Issue #143, opened 2019-10-17
Add toHaveRole


babramczyk:
### Describe the feature you'd like:

A `toHaveRole` matcher that uses a similar implementation to `@testing-library`'s described [here](https://testing-library.com/docs/dom-testing-library/api-queries#byrole). In other words, checking implicit roles in addition to `aria` roles (i.e. using `aria-query`).

### Motivation

The use case that prompted this was a page that had a button (example text "Create Issue") that was supposed to navigate to a page with a heading with the same text ("Create Issue").

Ideally, the test would look like this:

```javascript
const createIssueBtn = getByText(/create issue/i)
expect(createIssueBtn).toHaveRole('button')
fireEvent.click(createIssueBtn)

const createIssueHeader = getByText(/create issue/i)
expect(createIssueHeader).toHaveRole('header')
```

Instead, the opposite can only be done (i.e. `getByRole`, then assert with `toHaveTextContent`). This is a little more fickle, since it relies on these elements being the first of the specified role on the page, which may not always be the case. Querying by text first is much more specific, and hopefully more robust.

Concretely, here's what I had to implement as an alternative:

```javascript
    const utils = render(<App />)
    const createIssueBtn = utils.getByText(/create issue/i)
    // Since the heading on the page we're going to also has the text "create issue", we need to be a little dirty and make sure this element is a button
    expect(createIssueBtn.tagName).toBe('BUTTON')

    fireEvent.click(createIssueButton)

    // Wait for the "create issue" element to be a heading instead of a button -- necessary since the click won't trigger the page change immediately
    await wait(() =>
      expect(utils.getByRole('heading')).toHaveTextContent(/create issue/i)
    )
    const createIssueHeader = utils.getByText(/create issue/i)
    // Again, just being paranoid and making sure this element isn't just the button that's on the home page
    expect(examSchedulerHeader.tagName).not.toBe('BUTTON')
```

connormeredith:
It feels like it might be simpler to assert that the user navigated to the correct URL after clicking button, getting the history object in a similar way to: https://testing-library.com/docs/example-react-router#reducing-boilerplate

```jsx
const utils = render(<App />)

const createIssueBtn = utils.getByText(/create issue/i)
fireEvent.click(createIssueBtn)

expect(history.location.pathname).toBe('/create-issue-page');
```

Or would it be possible to use [`waitForDomChange`](https://testing-library.com/docs/dom-testing-library/api-async#waitfordomchange) after you click the button?

[...]

PR #572, opened 2024-01-28
feat: Add toHaveRole matcher

fpapado:
**What**:

This PR adds the `toHaveRole` matcher described in #143.

**Why**:

Sometimes, it is desirable to make assertions about the accessible role of an element. While the [prioritites in testing-library](https://testing-library.com/docs/queries/about/#priority) encourage querying an element by its role, there are times when you already have access to an element, and want to run assertions, without changing the query itself. For example, some codebases prioritise test ids over role queries. This enables more robust accessibility checks for these scenarios :)

**How**:

In large part, I am porting over [dom-testing-library's role helpers](https://github.com/testing-library/dom-testing-library/blob/bd04cf95a1ed85a2238f7dfc1a77d5d16b4f59dc/src/role-helpers.js#L80) to this one. 

Under the hood, the role helpers use [aria-query](https://github.com/A11yance/aria-query/tree/main) which gives programmatic (and auto-updating) access to the ARIA specification and its HTML mappings.

The helpers then compile the different conditions (attributes, DOM tree relationships) into a CSS selector, and provide a function to match an element via the `HTMLElement` `matches()` method.

**Checklist**:

- [x] Documentation
- [x] Tests
- [x] Ready to be merged
      

## Questions for the maintainers

I have two main questions, that I would want the maintainers to clarify:
1. The current approach relies on using CSS selectors. Are they supported in all the environments that this library supports? Porting the selectors over to attribute checks is doable, in a pretty automated way (we'd change the implementation of processing `aria-query` mappings)
2. Since we are copying over the function from `dom-testing-library`, I have a gut feeling that we could move these helpers to a shared package. I noticed that @eps1lon's [dom-accessibility-api](https://github.com/eps1lon/dom-accessibility-api) also has a [`getRole function`](https://github.com/eps1lon/dom-accessibility-api/blob/main/sources/getRole.ts), albeit with a different implementation. I have not looked enough into it, to evaluate which one is more fit for this use-case. Do you have any preferences?

Question 1. is more imminent for this PR, I suppose 😁 Question 2. can be an implementation detail, that we can tackle in a follow-up. I leave it up to you.

Please let me know if there is any other information that I can provide!


eps1lon:
> Since we are copying over the function from dom-testing-library, I have a gut feeling that we could move these helpers to a shared package.

I wouldn't worry about this part too much. dom-accessibility-api is the natural fit but we don't want to use aria-query in there so it's not just about copying over impl but getting rid of aria-query entirely.

eps1lon:
Did you file a docs PR yet?

fpapado:
> Did you file a docs PR yet?

I made the changes to README.md in this PR. Is there some other place to change for the docs, or should I split the docs and feature into two PRs?

gnapse (approved):

fpapado:
Thank you 😌 

> However, I do sympathize with the idea of the shared implementation. I wonder why `dom-testing-library` does not use the one from `dom-accessibility-api`. Perhaps that is a change that can be contributed to that library.

My gut feeling is that `dom-testing-library` prioritises _querying_ for roles, so compiling the rules to a CSS selector might be better-suited. For a matcher, where we already have a handle on the relevant element, the approach in `dom-accessibility-api` seems equally viable. For me personally, it's mostly a question of where the libraries pull their sources from, and what the update cadence is. It's tricky to keep up with the mapping specs (they change slowly, but also in subtle ways).

For invalid `role`, I believe browsers preserve it, even if the value is invalid. I guess, in a way, this enables the fallbacks and future roles to exist. For example, here is Chrome's accessibility devtools with this [codepen of role="whatever"](https://codepen.io/fpapado/pen/rNRppgZ):

CleanShot 2024-01-29 at 13 09 10@2x

So I can see some value in not being strict about them, but I agree that matchers can make different decisions than the browser 😅

eps1lon:
>   I wonder why dom-testing-library does not use the one from dom-accessibility-api.

Historicaly reasons. A rewrite would not use aria-query. Ideally we'd move everything into dom-accessibility-api (the interface not the implementation) and use that everywhere.

gnapse:
@all-contributors, please add @fpapado for code, docs, test

gnapse:
@all-contributors please add @fpapado for code, docs, test

Issue #574, opened 2024-01-30
Types breakage in v6.4.0


Rugvip:
We're seeing an issue with the types in the latest release (v6.4.0). In particular the addition of the [`ByRoleMatcher` type declaration](https://github.com/testing-library/jest-dom/blob/f7dc673dbc13e508f9867a9eb9c547ce3964b22c/types/matchers.d.ts#L5) breaks the [export assignment](https://github.com/testing-library/jest-dom/blob/f7dc673dbc13e508f9867a9eb9c547ce3964b22c/types/matchers.d.ts#L713) later on, resulting in the following error:

```
TS2309: An export assignment cannot be used in a module with other exported elements.
```

- `@testing-library/jest-dom` version: v6.4.0
- `node` version: n/a
- `jest` (or `vitest`) version: n/a
- `npm` (or `yarn`) version: n/a

### Relevant code or config:

[tsconfig.json](https://github.com/backstage/backstage/blob/master/packages/cli/config/tsconfig.json)

### What you did:

Example breakage in a CI run here: https://github.com/backstage/backstage/actions/runs/7708717042/job/21008397598?pr=22596

### What happened:

```
node_modules/@testing-library/jest-dom/types/matchers.d.ts:713:1 - error TS2309: An export assignment cannot be used in a module with other exported elements.

713 export = matchers
    ~~~~~~~~~~~~~~~~~


Found 1 error in node_modules/@testing-library/jest-dom/types/matchers.d.ts:713
```

### Reproduction:

Doesn't seem to reproduce in codesandbox, may be related to TypeScript version or config?

### Problem description:

Breaks TypeScript type checks.

### Suggested solution:

Might be enough to switch the re-export to `export { matchers }`?

fpapado:
Hi @Rugvip! I am not a maintainer, but I am the person that contributed `.toHaveRole`, so I take some of the responsibility 😌 First of all, my apologies for the hassle!

## Two quick checks

Can I ask you to check two things on your end?

1. If you modify `matchers.d.ts` to remove the `export` declaration for `ByRoleMatcher`, are the type errors fixed?
2. If not, can you check removing the `import` and `export` for `ByRoleMatcher`, and changing this line to [`role: string`](https://github.com/testing-library/jest-dom/blob/f7dc673dbc13e508f9867a9eb9c547ce3964b22c/types/matchers.d.ts#L624)?

[...]

PR #575, opened 2024-01-30
fix: Remove errant export of GetByRoleMatcher, fixing type checking in some TS configurations

fpapado:
**What**:

Follow-up to #143 , and the issue reported at #574.

Mixing `export type` with `export = matchers` can throw off TypeScript in some configurations. We do not need to export the matcher as a separate type, since the argument types are available in the matcher already.

I will admit, I do not know the exact combination of configuration that causes this issue. I think **it would be desirable to include a test case for it**, to ensure that we do not break it accidentally in the future. 

The types are doing quite a lot of heavy lifting (types for explicit extend, types on globals/declaration merging, plus being "external" to the source), so perhaps we are not testing all the combinations. I am a bit surprised that we did not get this error in the existing tests, the double export sounds conceptually invalid. The issue at #574 has a reproduction, but paring it down to the size of the existing tests might be best.

Anyway, in terms of compatibility, I am confident that this is the best approach. By avoiding the extra `export`, we do not confuse TypeScript, and we are back in the previous status quo (`exports = matchers` only).

**Why**:

Avoiding unintended type changes, in some environments.

**How**:

By reverting what the TypeScript error was pointing at:
> TS2309: An export assignment cannot be used in a module with other exported elements.

**Checklist**:

- [X] Documentation
- [ ] Tests
- [X] Updated Type Definitions
- [X] Ready to be merged
      

I think this is ready to be merged, but the lack of an inverse test case is bothering me 😅 

Please let me know if I can help in any way, and I'll give it a shot!


types/matchers.d.ts
```diff
@@ -1,9 +1,5 @@
 import {ARIARole} from 'aria-query'
```
andykenward, line 1: Could this be changed to? 
```typescript
import {type ARIARole} from 'aria-query'
```

fpapado:
Follow-up: we found in https://github.com/testing-library/jest-dom/issues/574 that `skipLibCheck` is what causes this error to silently get ignored from the tests. I don't have a concrete suggestion for what to do with that; perhaps a separate tsconfig without `skipLibCheck`, but that would need to account for some library type errors that crop up.

Should we merge this to fix current breakage? Gentle ping @gnapse 😌

gnapse (approved):

PR #582, opened 2024-02-16
fix: toHaveStyle assertion with invalid style (#564)

### LINKED ISSUE #564: toHaveStyle for property `font-size` behaves incorrectly for number values
- `@testing-library/jest-dom` version: 6.1.5
- `node` version: 20.3.1
- `jest` (or `vitest`) version: 0.34.1
- `npm` (or `yarn`) version: 9.6.7

### Relevant code or config:

```js
render(<div data-testid="element" style={{ fontSize: 8 }} />)
expect(screen.getByTestId('element')).toHaveStyle({ fontSize: 1 })
```

### What you did:
I expected the above assertion to fail

### What happened:
The test passes instead!✅

### Problem description:
the assertion is clearly incorrect and can easily cause bugs

### Suggested solution:
I have not thought of a solution yet but would like to investigate this issue during my off hours.

EduardoSimon:
**What**:

Given an invalid declaration such as `fontSize: 8`, due to the missing unit, the `toHaveStyle` matcher should not pass the following test:

```
render(<div data-testid="element" style={{ fontSize: 8 }} />)
expect(screen.getByTestId('element')).toHaveStyle({ fontSize: 1 })
```

**Why**:

Refer to the original issue for more info: #564 

**How**:

This PR fixes #564 by adding a more restrictive guard in the matcher's logic.

**Checklist**:

- [ ] Documentation N/A
- [x] Tests
- [x] Ready to be merged

### DIFF
--- a/src/to-have-style.js
+++ b/src/to-have-style.js
@@ -14,6 +14,14 @@ function getStyleDeclaration(document, css) {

········

Please return only the lines above, starting at the line that has "Hi @Rugvip! I" and ending at the line that has "1. If you modify", keeping both and leaving each one unchanged.

_Your solution:_
Hi @Rugvip! I am not a maintainer, but I am the person that contributed `.toHaveRole`, so I take some of the responsibility 😌 First of all, my apologies for the hassle!

## Two quick checks

Can I ask you to check two things on your end?

1. If you modify `matchers.d.ts` to remove the `export` declaration for `ByRoleMatcher`, are the type errors fixed?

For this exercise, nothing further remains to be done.